◆ TASK PROMPT
Go through the listing and pick out each line with the word "shape" in it.

**** GIVEN RECORDS ****

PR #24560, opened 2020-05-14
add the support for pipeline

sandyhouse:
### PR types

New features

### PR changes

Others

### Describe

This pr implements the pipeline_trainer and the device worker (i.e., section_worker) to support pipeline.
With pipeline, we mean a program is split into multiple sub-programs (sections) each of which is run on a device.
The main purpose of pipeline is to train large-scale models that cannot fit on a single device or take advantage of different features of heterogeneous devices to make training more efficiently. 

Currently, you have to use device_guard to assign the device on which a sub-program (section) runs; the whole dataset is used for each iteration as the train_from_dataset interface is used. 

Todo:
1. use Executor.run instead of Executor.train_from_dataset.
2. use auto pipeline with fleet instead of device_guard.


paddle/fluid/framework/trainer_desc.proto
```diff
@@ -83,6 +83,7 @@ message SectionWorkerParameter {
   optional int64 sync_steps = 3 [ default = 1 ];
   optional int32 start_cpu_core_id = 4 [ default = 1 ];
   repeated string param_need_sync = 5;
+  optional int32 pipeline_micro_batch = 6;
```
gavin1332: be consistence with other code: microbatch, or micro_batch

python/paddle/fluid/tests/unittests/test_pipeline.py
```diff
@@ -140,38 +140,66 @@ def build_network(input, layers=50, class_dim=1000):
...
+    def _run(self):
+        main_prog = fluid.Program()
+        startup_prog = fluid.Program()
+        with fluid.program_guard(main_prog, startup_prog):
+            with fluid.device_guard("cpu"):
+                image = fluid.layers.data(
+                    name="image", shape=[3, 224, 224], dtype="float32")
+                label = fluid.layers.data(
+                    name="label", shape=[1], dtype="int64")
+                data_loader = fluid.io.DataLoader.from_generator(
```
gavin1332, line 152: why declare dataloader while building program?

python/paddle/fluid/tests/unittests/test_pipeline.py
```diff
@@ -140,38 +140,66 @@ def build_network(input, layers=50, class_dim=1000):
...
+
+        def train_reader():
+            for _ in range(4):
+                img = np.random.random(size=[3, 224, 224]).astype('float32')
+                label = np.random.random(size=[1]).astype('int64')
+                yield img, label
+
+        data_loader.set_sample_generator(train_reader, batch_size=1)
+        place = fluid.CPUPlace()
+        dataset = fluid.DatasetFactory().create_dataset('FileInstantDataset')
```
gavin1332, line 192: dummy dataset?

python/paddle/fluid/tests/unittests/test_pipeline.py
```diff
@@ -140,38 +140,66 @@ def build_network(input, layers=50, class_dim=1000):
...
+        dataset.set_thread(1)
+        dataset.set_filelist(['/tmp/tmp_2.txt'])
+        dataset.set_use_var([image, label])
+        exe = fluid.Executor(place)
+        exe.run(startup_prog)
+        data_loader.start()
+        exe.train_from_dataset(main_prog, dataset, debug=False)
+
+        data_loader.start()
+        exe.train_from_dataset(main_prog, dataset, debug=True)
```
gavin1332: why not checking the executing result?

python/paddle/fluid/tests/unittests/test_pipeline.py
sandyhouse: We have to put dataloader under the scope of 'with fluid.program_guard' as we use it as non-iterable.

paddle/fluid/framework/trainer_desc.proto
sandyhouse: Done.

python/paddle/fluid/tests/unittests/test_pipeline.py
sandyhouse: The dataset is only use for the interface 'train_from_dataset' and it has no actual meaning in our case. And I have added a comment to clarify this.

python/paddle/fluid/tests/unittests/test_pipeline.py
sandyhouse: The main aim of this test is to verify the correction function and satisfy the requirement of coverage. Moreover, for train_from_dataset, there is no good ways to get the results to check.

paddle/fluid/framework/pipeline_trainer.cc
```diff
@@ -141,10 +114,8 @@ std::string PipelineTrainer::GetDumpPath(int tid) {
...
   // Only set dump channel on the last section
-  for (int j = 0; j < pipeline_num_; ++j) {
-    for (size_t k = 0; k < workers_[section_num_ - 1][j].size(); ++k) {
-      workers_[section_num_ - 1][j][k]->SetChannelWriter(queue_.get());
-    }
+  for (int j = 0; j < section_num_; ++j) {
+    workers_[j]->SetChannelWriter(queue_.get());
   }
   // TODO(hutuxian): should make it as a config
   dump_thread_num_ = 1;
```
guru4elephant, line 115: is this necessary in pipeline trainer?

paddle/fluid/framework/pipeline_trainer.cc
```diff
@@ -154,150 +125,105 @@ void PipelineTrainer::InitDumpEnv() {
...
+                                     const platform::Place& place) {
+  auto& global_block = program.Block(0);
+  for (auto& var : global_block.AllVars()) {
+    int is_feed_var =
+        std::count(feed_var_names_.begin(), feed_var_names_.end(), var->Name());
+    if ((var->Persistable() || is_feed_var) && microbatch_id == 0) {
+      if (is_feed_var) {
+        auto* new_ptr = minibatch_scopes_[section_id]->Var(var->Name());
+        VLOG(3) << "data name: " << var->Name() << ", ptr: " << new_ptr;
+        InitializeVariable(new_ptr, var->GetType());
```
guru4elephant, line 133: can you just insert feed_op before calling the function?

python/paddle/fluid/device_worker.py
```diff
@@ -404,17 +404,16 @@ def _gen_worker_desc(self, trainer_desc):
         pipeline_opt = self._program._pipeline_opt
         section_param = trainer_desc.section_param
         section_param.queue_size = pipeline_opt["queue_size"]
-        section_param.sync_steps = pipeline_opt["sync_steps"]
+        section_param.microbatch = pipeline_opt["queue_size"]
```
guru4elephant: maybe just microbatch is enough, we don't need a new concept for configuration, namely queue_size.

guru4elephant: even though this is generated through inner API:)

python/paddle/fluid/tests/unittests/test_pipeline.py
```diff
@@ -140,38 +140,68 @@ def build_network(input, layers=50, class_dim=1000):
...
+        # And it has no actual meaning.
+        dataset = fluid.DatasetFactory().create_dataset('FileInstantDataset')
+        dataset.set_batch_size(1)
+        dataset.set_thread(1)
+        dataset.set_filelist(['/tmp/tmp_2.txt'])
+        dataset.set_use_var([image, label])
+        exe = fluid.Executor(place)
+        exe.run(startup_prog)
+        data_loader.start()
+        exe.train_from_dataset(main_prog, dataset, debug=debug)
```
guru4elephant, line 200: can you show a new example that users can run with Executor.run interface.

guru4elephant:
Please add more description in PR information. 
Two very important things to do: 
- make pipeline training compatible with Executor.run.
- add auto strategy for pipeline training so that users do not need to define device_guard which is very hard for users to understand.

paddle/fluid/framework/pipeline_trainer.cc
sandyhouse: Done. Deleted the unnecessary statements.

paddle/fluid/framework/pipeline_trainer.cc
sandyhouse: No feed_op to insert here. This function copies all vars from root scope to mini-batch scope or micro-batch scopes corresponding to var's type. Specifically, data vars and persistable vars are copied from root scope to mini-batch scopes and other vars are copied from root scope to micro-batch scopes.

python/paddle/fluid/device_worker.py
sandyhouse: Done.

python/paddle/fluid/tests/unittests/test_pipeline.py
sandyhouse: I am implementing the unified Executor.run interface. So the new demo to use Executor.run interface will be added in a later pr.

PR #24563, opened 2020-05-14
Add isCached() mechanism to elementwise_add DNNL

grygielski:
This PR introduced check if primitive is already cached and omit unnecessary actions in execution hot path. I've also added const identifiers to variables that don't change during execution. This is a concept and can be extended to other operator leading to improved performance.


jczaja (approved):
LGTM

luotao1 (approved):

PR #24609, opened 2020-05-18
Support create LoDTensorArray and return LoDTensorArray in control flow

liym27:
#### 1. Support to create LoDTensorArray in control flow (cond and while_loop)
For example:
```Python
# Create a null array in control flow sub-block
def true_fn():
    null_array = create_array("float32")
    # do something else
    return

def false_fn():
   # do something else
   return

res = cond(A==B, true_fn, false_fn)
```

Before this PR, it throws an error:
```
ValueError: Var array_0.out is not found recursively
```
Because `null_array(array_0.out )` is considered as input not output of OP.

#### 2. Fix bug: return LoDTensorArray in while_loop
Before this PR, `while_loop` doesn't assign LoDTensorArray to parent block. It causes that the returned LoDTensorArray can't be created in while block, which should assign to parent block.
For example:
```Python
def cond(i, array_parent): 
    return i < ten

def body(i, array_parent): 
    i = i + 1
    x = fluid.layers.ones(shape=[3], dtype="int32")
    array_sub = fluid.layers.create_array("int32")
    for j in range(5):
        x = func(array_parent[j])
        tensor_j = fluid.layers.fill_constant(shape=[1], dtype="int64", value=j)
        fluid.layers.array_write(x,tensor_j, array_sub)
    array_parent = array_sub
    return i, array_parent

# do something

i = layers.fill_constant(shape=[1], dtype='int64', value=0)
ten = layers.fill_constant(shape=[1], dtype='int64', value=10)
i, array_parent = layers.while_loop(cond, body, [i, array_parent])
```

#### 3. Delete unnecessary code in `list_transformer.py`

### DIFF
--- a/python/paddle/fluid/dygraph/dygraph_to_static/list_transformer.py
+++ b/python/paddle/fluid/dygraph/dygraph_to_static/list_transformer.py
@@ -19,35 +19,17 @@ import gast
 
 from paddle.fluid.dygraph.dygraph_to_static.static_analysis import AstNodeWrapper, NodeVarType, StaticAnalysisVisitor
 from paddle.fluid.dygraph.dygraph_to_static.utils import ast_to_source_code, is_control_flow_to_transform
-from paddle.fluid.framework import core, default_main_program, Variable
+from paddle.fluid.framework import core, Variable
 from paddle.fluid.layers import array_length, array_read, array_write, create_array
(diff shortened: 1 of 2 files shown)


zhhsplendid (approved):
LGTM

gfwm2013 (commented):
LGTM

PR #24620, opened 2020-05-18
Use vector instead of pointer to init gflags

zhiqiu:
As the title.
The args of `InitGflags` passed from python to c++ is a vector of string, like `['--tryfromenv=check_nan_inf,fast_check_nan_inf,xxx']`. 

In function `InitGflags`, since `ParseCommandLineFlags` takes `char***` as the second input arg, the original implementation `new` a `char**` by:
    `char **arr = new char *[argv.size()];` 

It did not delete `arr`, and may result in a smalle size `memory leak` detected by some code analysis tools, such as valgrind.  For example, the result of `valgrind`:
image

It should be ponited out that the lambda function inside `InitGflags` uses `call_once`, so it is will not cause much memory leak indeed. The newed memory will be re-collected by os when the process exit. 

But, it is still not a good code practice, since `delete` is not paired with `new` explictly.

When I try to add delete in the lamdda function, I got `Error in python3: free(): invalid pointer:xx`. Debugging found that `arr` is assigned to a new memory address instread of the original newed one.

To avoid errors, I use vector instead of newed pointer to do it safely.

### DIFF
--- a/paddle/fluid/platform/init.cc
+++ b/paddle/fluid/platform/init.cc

****

◆ ANSWER BOX
+                    name="image", shape=[3, 224, 224], dtype="float32")
+                    name="label", shape=[1], dtype="int64")
    x = fluid.layers.ones(shape=[3], dtype="int32")
        tensor_j = fluid.layers.fill_constant(shape=[1], dtype="int64", value=j)
i = layers.fill_constant(shape=[1], dtype='int64', value=0)
ten = layers.fill_constant(shape=[1], dtype='int64', value=10)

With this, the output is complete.